- **MATERIAL FOR THE TASK**:
Issue #1701, opened 2020-10-24
State regen causes OOM


twoeths:
**Describe the bug**
Sync to slot 578307 and regen state from 502561 which caused a huge block range to reprocess and OOM happened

- **YOUR TASK**:
Every entry needs to be written out again, exactly as given.

- **RESULT**:
Issue #1701, opened 2020-10-24
State regen causes OOM


twoeths:
**Describe the bug**
Sync to slot 578307 and regen state from 502561 which caused a huge block range to reprocess and OOM happened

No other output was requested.